* **Task data**
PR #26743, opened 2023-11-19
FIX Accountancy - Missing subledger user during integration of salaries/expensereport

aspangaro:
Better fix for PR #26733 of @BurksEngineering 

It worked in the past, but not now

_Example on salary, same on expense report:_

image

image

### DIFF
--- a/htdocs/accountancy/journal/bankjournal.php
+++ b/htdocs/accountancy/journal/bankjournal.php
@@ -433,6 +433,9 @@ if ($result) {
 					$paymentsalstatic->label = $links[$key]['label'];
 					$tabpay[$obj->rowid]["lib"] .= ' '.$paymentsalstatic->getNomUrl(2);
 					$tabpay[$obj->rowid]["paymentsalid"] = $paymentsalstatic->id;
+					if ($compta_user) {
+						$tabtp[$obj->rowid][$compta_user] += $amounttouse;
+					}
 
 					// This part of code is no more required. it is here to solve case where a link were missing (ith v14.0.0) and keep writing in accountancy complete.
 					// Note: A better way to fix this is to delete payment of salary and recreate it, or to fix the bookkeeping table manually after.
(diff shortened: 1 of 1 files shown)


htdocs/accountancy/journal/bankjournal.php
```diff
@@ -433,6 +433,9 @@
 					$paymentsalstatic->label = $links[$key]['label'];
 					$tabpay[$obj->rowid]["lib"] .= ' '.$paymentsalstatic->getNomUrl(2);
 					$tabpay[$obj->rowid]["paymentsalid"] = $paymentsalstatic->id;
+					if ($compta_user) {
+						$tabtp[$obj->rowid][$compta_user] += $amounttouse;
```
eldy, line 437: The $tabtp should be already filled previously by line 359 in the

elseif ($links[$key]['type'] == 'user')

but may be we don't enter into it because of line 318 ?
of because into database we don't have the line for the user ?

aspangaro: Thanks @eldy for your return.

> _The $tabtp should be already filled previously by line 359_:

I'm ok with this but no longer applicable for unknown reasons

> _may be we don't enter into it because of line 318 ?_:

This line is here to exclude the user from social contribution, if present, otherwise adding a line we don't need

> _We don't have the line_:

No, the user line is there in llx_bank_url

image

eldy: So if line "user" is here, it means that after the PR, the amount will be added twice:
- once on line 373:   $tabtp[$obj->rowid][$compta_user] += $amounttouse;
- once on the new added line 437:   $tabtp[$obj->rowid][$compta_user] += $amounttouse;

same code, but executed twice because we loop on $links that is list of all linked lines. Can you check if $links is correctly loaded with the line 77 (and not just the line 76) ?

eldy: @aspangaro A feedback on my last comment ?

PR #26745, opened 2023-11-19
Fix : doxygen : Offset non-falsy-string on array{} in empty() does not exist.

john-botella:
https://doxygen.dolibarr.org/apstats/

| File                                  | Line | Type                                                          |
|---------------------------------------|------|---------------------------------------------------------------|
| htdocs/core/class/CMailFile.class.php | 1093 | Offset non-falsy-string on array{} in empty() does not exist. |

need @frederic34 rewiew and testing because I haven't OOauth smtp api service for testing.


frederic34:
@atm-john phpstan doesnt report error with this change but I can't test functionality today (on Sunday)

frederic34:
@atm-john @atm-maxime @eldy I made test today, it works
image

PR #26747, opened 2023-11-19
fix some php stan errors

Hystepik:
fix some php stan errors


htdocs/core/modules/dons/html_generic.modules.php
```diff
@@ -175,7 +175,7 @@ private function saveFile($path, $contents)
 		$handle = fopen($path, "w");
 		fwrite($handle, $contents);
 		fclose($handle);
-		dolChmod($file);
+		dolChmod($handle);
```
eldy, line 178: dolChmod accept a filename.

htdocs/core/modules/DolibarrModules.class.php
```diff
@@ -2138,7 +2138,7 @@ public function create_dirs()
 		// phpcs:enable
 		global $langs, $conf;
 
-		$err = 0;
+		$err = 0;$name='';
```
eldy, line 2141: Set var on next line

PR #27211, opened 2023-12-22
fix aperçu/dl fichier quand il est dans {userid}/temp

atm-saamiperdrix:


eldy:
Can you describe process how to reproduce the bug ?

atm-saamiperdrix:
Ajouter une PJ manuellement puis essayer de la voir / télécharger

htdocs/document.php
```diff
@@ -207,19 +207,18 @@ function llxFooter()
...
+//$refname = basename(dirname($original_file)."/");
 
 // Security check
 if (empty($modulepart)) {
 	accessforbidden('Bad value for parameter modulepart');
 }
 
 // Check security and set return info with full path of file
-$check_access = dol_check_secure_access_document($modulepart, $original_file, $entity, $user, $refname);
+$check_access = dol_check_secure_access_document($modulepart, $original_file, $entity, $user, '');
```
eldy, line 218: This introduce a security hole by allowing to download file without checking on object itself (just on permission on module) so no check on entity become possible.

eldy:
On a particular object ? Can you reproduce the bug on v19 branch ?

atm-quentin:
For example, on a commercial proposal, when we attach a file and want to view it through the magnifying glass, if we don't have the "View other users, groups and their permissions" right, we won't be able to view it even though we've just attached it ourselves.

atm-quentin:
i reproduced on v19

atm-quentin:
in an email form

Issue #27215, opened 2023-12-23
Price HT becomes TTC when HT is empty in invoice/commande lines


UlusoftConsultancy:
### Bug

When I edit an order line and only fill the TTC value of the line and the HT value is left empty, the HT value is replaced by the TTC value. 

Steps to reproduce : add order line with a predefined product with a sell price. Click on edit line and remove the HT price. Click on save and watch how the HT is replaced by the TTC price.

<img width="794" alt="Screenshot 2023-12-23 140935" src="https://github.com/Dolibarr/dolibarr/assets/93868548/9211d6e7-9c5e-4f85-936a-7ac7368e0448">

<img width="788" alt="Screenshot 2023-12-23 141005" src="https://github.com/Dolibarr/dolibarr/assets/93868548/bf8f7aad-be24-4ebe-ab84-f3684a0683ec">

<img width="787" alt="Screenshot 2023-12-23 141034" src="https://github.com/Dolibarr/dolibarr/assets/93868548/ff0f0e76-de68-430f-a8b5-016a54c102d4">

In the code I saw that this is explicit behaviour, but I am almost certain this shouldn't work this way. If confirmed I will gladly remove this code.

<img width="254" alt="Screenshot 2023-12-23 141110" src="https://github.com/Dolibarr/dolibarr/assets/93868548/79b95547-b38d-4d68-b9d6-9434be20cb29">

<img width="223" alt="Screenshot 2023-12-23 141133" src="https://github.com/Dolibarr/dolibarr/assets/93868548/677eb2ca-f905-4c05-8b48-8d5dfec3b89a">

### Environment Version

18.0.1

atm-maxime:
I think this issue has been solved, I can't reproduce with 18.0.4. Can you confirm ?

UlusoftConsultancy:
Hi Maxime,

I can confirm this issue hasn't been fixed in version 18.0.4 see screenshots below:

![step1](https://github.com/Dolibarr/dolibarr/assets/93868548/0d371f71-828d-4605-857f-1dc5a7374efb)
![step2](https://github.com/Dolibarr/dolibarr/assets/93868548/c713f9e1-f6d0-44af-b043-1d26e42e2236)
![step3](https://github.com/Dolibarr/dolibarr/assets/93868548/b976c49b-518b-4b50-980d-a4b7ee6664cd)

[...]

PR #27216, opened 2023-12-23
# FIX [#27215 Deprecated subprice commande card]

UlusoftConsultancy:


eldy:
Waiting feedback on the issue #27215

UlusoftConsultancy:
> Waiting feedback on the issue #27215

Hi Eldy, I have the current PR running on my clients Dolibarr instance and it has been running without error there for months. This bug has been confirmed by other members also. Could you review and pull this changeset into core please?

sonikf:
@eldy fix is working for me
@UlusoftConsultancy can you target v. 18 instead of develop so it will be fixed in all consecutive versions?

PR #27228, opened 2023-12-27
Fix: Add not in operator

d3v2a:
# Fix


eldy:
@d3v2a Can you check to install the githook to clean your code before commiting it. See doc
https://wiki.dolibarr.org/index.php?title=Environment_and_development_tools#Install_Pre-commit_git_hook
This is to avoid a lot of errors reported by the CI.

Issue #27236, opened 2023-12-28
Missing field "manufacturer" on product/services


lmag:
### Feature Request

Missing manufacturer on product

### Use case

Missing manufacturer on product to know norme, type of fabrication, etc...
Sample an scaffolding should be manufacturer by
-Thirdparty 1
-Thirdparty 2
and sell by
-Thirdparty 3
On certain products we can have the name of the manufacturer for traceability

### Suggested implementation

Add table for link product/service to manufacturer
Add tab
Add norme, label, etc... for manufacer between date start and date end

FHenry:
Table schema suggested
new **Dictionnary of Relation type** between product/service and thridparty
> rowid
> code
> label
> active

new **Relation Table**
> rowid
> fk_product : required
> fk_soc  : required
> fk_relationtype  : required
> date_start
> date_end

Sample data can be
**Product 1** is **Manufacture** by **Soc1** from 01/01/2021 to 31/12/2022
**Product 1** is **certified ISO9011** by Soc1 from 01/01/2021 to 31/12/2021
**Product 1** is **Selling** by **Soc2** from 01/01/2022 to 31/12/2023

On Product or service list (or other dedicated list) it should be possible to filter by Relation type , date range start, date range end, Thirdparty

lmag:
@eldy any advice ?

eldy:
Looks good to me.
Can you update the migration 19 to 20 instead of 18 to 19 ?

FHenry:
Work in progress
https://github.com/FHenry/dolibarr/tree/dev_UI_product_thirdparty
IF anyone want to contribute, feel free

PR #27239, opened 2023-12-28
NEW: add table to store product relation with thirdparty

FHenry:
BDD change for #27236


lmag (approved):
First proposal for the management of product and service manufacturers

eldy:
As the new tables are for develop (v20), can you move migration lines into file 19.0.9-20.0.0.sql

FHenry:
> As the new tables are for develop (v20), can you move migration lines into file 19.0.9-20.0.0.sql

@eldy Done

* **Work task**
A word-for-word copy of the lines above from the one with "elseif ($links[$key]['type'] == 'user')" through the one with "I'm ok with", inclusive, is the only output wanted.

* **Result for this task**
elseif ($links[$key]['type'] == 'user')

but may be we don't enter into it because of line 318 ?
of because into database we don't have the line for the user ?

aspangaro: Thanks @eldy for your return.

> _The $tabtp should be already filled previously by line 359_:

I'm ok with this but no longer applicable for unknown reasons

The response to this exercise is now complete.